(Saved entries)
>>

PR #2015, opened 2026-09-03
Assert the design a rescue test proves, not a coincidental exception class

### LINKED ISSUE #1994: `test_total_issues_keeps_local_graph_bug` locks in a bug with no issue behind it
`test/judges/test-dimensions-of-terrain.rb:373-391` builds a fake GraphQL client that raises `NoMethodError`, then asserts `assert_raises(NoMethodError) { total_issues(nil) }`. The name says what it does: it keeps a known defect in place, so that any attempt to make `total_issues.rb` survive a broken graph client turns the suite red.

There is no issue number in the test and nothing in the file explaining which bug is being preserved or why the judge should die on it, so the next person to touch the rescue list in `judges/dimensions-of-terrain/total_issues.rb:16-32` has no way to tell a deliberate constraint from an accident. `NoMethodError` is also broad enough that the assertion passes for reasons other than the one intended — any typo inside the judge satisfies it.

Either the behaviour being preserved deserves its own issue that the test can point at, or the test should assert the specific failure it cares about rather than the exception class.

@yegor256 please take a look.

Thayorns:
\`test_total_issues_keeps_local_graph_bug\` raised a bare \`NoMethodError\` and asserted only on its class. That name and shape made it read as pinning a known defect with no issue behind it, and the assertion was loose enough to pass for reasons unrelated to the one intended — any stray typo inside the judge would satisfy it too.

The test is renamed to \`test_total_issues_lets_unrescued_errors_propagate\` and now raises a distinct error instance defined in the test itself, so the assertion can only pass for the reason it claims: \`total_issues\` does not swallow errors outside its rescue list.

A second test, \`test_total_issues_does_not_rescue_octokit_unauthorized\`, covers the actual boundary of that rescue list — \`Octokit::Unauthorized\` looks close enough to the rescued \`Octokit::Forbidden\` that someone could assume it is also caught, and it isn't.

Closes #1994


Thayorns:

yegor256:
Thanks, this tightens the test to assert the actual design (unrescued errors propagate) instead of a coincidental `NoMethodError`. CI is green.

@rultor merge

---

Thayorns:

yegor256:
This is a good tightening — a bare `NoMethodError` asserted only by class read as pinning an untracked defect and could pass for the wrong reason, and testing the actual `Octokit::Unauthorized` vs `Octokit::Forbidden` boundary is a real gap worth covering. It now conflicts against master though: #2002 landed first and inserted a new test immediately above the one this PR renames, in the same file. Assigning for a manual rebase.

---

Thayorns:
@yegor256 take a look at this one please

Thayorns:
@yegor256 please review

Thayorns:

Thayorns:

<<

◆ **Aim of the exercise**
A verbatim copy of all the entries is the expected result.

◆ **Reply**
PR #2015, opened 2026-09-03
Assert the design a rescue test proves, not a coincidental exception class

### LINKED ISSUE #1994: `test_total_issues_keeps_local_graph_bug` locks in a bug with no issue behind it
`test/judges/test-dimensions-of-terrain.rb:373-391` builds a fake GraphQL client that raises `NoMethodError`, then asserts `assert_raises(NoMethodError) { total_issues(nil) }`. The name says what it does: it keeps a known defect in place, so that any attempt to make `total_issues.rb` survive a broken graph client turns the suite red.

There is no issue number in the test and nothing in the file explaining which bug is being preserved or why the judge should die on it, so the next person to touch the rescue list in `judges/dimensions-of-terrain/total_issues.rb:16-32` has no way to tell a deliberate constraint from an accident. `NoMethodError` is also broad enough that the assertion passes for reasons other than the one intended — any typo inside the judge satisfies it.

Either the behaviour being preserved deserves its own issue that the test can point at, or the test should assert the specific failure it cares about rather than the exception class.

@yegor256 please take a look.

Thayorns:
\`test_total_issues_keeps_local_graph_bug\` raised a bare \`NoMethodError\` and asserted only on its class. That name and shape made it read as pinning a known defect with no issue behind it, and the assertion was loose enough to pass for reasons unrelated to the one intended — any stray typo inside the judge would satisfy it too.

The test is renamed to \`test_total_issues_lets_unrescued_errors_propagate\` and now raises a distinct error instance defined in the test itself, so the assertion can only pass for the reason it claims: \`total_issues\` does not swallow errors outside its rescue list.

A second test, \`test_total_issues_does_not_rescue_octokit_unauthorized\`, covers the actual boundary of that rescue list — \`Octokit::Unauthorized\` looks close enough to the rescued \`Octokit::Forbidden\` that someone could assume it is also caught, and it isn't.

Closes #1994


Thayorns:

yegor256:
Thanks, this tightens the test to assert the actual design (unrescued errors propagate) instead of a coincidental `NoMethodError`. CI is green.

@rultor merge

---

Thayorns:

yegor256:
This is a good tightening — a bare `NoMethodError` asserted only by class read as pinning an untracked defect and could pass for the wrong reason, and testing the actual `Octokit::Unauthorized` vs `Octokit::Forbidden` boundary is a real gap worth covering. It now conflicts against master though: #2002 landed first and inserted a new test immediately above the one this PR renames, in the same file. Assigning for a manual rebase.

---

Thayorns:
@yegor256 take a look at this one please

Thayorns:
@yegor256 please review

Thayorns:

Thayorns:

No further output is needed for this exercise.